(Records drawn from a dataset)

[Start of Attachment]

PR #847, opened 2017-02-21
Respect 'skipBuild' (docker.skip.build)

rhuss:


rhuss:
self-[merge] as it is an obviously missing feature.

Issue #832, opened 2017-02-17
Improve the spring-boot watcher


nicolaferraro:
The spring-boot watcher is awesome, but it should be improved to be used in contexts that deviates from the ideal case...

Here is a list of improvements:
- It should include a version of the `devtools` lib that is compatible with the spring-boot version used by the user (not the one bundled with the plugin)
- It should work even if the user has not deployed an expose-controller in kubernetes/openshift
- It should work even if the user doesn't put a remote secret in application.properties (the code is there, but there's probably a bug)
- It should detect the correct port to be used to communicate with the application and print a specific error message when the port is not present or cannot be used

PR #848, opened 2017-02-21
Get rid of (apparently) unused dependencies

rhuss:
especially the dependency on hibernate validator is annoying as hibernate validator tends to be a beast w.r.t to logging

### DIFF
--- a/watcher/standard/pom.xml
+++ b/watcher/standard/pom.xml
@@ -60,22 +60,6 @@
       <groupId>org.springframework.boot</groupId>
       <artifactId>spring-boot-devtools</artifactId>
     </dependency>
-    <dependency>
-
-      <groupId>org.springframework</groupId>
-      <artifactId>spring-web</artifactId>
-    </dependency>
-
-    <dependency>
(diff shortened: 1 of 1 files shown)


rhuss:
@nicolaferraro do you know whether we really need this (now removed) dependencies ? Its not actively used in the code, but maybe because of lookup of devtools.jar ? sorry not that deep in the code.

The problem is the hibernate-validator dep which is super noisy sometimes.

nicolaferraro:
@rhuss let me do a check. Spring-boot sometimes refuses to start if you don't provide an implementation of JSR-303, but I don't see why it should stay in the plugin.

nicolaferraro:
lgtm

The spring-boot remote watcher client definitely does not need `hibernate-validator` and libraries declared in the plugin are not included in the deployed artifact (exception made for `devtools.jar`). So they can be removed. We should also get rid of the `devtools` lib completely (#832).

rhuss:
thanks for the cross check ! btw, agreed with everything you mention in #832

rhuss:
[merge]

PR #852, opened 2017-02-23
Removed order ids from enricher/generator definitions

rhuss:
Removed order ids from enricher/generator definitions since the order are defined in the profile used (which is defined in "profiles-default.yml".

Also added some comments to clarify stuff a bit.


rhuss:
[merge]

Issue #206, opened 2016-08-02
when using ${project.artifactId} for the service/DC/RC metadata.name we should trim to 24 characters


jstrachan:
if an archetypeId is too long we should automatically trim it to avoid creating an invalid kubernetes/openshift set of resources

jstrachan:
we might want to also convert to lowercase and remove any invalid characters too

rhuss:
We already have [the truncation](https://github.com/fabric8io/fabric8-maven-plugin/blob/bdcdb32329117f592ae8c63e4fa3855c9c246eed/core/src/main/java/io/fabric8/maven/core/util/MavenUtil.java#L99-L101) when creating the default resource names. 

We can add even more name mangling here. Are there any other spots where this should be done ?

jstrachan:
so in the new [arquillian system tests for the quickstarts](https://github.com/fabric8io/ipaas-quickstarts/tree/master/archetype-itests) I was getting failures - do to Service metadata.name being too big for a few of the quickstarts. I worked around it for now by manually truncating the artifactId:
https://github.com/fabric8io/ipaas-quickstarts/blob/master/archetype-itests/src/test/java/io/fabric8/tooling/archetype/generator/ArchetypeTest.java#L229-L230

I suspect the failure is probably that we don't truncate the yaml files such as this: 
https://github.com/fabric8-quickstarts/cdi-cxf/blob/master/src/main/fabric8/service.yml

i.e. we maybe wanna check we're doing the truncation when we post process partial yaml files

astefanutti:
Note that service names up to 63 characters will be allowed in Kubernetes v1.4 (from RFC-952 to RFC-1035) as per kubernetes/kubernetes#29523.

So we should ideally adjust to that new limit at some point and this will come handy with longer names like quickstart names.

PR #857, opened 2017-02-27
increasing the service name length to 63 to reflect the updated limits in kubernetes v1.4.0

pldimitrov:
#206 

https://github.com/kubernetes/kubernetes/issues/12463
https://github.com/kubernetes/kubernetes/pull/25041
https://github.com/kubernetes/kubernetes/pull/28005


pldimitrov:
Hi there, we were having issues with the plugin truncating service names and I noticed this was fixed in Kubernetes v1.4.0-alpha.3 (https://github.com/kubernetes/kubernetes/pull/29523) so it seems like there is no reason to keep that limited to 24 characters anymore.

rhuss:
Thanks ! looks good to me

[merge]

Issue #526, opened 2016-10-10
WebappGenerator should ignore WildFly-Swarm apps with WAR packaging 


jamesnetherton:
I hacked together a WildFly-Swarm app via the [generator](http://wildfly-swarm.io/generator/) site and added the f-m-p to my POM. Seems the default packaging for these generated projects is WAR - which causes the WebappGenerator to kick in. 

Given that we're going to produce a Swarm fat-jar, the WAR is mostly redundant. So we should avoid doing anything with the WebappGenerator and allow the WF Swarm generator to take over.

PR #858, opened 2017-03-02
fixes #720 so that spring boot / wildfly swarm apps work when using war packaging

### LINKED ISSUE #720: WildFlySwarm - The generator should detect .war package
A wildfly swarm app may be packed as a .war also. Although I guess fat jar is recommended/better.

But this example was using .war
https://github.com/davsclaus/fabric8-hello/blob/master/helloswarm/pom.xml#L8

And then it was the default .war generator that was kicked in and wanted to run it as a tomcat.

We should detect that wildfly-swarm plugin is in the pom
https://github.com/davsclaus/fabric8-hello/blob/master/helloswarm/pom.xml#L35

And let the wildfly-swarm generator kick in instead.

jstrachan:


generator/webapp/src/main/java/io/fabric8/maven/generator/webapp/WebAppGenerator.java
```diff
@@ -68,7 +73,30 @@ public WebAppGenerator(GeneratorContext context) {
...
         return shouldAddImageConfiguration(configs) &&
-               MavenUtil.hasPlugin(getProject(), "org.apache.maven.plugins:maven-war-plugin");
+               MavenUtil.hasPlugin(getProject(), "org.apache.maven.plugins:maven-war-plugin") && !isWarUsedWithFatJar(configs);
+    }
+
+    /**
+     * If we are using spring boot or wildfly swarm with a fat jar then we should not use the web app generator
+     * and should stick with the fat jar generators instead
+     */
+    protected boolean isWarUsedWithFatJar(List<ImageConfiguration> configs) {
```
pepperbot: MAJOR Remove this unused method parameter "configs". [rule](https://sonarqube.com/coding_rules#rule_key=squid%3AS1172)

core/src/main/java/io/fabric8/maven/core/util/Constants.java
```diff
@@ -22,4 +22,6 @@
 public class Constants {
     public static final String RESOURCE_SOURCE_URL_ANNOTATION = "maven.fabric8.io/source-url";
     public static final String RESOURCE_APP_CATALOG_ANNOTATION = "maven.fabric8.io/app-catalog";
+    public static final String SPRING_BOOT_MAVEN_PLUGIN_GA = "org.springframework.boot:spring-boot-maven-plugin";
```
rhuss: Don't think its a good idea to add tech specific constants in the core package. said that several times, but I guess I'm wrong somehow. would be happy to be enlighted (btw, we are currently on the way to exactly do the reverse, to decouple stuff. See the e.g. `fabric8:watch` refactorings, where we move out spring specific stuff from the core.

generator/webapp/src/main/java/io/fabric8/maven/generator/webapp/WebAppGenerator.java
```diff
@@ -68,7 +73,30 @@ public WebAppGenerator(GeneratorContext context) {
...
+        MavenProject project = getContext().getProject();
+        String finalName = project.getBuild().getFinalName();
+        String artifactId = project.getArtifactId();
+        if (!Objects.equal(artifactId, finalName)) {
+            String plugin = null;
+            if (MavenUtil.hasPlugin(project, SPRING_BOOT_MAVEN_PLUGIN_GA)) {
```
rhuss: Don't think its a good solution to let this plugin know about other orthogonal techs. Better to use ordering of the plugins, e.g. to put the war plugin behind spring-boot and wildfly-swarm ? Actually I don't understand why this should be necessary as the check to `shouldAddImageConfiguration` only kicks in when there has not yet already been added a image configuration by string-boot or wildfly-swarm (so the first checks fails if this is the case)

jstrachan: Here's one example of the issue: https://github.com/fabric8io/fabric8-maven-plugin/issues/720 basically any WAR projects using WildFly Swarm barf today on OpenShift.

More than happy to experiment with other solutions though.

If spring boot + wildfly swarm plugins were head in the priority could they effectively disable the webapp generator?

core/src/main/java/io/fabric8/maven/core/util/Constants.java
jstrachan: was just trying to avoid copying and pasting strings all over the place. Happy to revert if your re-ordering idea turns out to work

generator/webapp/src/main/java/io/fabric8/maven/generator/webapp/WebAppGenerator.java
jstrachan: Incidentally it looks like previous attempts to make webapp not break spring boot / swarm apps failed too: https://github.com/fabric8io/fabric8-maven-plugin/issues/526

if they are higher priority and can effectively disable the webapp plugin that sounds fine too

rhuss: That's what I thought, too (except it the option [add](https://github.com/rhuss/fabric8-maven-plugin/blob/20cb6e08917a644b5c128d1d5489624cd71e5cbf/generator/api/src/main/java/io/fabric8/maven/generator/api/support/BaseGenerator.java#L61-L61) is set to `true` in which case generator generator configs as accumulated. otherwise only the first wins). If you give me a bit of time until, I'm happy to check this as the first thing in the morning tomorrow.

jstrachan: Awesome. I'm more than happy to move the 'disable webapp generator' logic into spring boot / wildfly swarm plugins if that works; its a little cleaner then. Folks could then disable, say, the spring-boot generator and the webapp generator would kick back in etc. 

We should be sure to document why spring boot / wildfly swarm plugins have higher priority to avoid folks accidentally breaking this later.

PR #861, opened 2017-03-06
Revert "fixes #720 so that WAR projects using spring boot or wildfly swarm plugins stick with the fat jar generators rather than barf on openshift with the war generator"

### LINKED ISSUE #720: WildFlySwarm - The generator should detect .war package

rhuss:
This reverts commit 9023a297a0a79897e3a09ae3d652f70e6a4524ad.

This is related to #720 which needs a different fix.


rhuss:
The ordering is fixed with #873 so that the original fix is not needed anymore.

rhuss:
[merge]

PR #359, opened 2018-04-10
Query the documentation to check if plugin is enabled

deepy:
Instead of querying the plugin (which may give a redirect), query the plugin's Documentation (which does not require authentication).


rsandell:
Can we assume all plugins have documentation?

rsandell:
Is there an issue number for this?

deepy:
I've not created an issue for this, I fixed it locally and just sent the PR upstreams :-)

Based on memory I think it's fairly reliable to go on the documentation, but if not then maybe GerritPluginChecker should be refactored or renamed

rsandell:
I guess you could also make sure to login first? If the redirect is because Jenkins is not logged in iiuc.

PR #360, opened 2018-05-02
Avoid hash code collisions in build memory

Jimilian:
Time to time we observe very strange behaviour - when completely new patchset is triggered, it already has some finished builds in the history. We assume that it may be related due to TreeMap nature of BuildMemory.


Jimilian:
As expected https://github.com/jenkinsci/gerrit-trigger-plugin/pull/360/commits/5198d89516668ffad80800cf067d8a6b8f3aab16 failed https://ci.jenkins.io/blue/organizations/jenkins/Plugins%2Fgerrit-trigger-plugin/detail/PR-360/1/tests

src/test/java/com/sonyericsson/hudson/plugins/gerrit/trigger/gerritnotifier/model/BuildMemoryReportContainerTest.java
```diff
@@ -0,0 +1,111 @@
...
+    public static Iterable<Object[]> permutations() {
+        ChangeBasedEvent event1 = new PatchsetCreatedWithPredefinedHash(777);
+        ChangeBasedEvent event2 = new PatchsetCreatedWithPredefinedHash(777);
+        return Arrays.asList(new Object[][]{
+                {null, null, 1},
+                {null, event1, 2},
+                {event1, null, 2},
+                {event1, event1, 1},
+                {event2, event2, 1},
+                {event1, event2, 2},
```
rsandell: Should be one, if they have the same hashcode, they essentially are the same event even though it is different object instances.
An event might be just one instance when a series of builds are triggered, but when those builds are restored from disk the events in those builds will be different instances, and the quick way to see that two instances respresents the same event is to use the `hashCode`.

[End of Attachment]
[Start of Attachment]

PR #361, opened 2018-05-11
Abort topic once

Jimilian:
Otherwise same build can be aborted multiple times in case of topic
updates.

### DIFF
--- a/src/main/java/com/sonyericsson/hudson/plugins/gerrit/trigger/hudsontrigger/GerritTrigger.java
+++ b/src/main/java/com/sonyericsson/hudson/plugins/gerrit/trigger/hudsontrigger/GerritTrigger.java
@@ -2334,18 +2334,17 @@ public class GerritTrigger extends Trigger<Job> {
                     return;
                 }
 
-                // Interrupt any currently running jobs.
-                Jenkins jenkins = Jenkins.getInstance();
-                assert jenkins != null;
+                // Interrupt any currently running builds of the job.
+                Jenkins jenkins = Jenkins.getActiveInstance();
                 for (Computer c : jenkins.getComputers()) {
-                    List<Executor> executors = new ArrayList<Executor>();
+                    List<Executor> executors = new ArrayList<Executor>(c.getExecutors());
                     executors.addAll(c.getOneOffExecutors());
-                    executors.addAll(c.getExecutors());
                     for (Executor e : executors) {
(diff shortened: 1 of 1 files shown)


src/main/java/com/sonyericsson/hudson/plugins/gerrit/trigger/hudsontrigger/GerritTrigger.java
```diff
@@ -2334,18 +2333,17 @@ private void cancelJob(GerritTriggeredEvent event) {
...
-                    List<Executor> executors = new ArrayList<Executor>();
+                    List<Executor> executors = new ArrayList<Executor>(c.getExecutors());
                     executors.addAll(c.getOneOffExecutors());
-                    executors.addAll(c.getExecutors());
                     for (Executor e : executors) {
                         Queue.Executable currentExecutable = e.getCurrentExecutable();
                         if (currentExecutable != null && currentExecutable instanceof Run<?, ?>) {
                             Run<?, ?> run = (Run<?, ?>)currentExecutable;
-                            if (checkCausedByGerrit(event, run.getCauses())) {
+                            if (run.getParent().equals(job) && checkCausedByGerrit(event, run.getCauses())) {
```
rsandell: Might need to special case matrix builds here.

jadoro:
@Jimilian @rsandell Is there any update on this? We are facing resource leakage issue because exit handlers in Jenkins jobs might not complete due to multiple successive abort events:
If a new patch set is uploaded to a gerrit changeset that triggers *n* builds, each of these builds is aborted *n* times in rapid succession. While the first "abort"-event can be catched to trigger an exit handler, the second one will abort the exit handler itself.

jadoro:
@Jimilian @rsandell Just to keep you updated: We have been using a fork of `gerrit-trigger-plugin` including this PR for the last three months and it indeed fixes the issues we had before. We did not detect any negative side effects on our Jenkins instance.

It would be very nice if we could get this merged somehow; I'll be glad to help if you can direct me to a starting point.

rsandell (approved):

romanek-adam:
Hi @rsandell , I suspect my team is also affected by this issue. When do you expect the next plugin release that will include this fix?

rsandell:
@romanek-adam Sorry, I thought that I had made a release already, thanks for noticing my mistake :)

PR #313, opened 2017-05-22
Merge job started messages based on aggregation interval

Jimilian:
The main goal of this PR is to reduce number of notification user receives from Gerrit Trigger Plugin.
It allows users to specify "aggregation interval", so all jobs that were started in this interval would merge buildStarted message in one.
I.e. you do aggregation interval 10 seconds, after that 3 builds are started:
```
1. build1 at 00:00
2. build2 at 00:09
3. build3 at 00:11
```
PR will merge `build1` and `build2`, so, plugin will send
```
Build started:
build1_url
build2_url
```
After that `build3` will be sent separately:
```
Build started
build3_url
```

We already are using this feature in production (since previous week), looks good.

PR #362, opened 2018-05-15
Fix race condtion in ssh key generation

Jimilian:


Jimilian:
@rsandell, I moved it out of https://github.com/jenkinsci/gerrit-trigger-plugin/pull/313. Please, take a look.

[End of Attachment]
[Start of Attachment]

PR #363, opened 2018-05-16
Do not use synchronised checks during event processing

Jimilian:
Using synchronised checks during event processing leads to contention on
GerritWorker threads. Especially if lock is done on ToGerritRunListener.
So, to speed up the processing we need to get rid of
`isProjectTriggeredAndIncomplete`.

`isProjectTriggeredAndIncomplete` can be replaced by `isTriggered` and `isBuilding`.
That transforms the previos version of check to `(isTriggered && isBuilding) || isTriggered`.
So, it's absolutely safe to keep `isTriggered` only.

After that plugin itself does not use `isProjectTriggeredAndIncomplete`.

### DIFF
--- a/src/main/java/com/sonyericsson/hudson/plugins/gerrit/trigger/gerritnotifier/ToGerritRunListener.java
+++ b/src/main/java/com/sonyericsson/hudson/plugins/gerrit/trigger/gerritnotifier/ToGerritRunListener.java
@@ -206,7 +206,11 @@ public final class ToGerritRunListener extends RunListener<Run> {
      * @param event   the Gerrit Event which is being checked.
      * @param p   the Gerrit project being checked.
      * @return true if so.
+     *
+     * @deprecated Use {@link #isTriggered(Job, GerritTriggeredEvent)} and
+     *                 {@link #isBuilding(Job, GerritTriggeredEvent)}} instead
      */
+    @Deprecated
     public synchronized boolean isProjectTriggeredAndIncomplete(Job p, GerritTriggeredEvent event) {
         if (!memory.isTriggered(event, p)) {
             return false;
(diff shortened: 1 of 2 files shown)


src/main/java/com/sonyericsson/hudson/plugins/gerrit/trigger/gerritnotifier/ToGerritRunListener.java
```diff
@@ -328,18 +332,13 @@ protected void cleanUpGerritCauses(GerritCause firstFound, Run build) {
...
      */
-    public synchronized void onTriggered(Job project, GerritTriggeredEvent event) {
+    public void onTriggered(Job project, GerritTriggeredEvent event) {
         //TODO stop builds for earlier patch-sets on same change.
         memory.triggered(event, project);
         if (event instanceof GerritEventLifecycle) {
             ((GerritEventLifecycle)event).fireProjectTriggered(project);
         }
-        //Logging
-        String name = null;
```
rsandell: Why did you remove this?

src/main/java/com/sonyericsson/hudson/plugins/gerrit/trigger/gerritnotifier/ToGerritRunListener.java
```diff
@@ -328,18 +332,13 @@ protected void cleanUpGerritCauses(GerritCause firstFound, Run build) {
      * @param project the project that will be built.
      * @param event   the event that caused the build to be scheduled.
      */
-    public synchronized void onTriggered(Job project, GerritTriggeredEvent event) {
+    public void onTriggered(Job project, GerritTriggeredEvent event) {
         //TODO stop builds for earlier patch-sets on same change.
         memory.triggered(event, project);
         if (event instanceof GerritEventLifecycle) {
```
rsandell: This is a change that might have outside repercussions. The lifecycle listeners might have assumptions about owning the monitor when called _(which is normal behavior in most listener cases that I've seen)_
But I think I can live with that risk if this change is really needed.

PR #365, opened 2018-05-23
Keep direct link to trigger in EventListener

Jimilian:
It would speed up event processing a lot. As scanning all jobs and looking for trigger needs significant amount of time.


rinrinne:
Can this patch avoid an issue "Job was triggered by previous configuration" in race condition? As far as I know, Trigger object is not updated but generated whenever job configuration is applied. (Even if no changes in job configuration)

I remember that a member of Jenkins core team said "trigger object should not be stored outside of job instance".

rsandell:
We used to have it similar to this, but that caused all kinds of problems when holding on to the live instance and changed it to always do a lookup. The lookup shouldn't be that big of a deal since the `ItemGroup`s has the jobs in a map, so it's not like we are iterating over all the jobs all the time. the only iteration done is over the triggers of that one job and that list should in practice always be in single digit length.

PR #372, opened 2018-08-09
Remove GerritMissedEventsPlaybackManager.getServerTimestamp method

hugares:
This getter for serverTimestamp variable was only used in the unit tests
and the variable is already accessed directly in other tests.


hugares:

[End of Attachment]

Instructions to follow: Search the entries for the word "truncation" and copy every line that holds it.

Exercise output:
We already have [the truncation](https://github.com/fabric8io/fabric8-maven-plugin/blob/bdcdb32329117f592ae8c63e4fa3855c9c246eed/core/src/main/java/io/fabric8/maven/core/util/MavenUtil.java#L99-L101) when creating the default resource names. 
i.e. we maybe wanna check we're doing the truncation when we post process partial yaml files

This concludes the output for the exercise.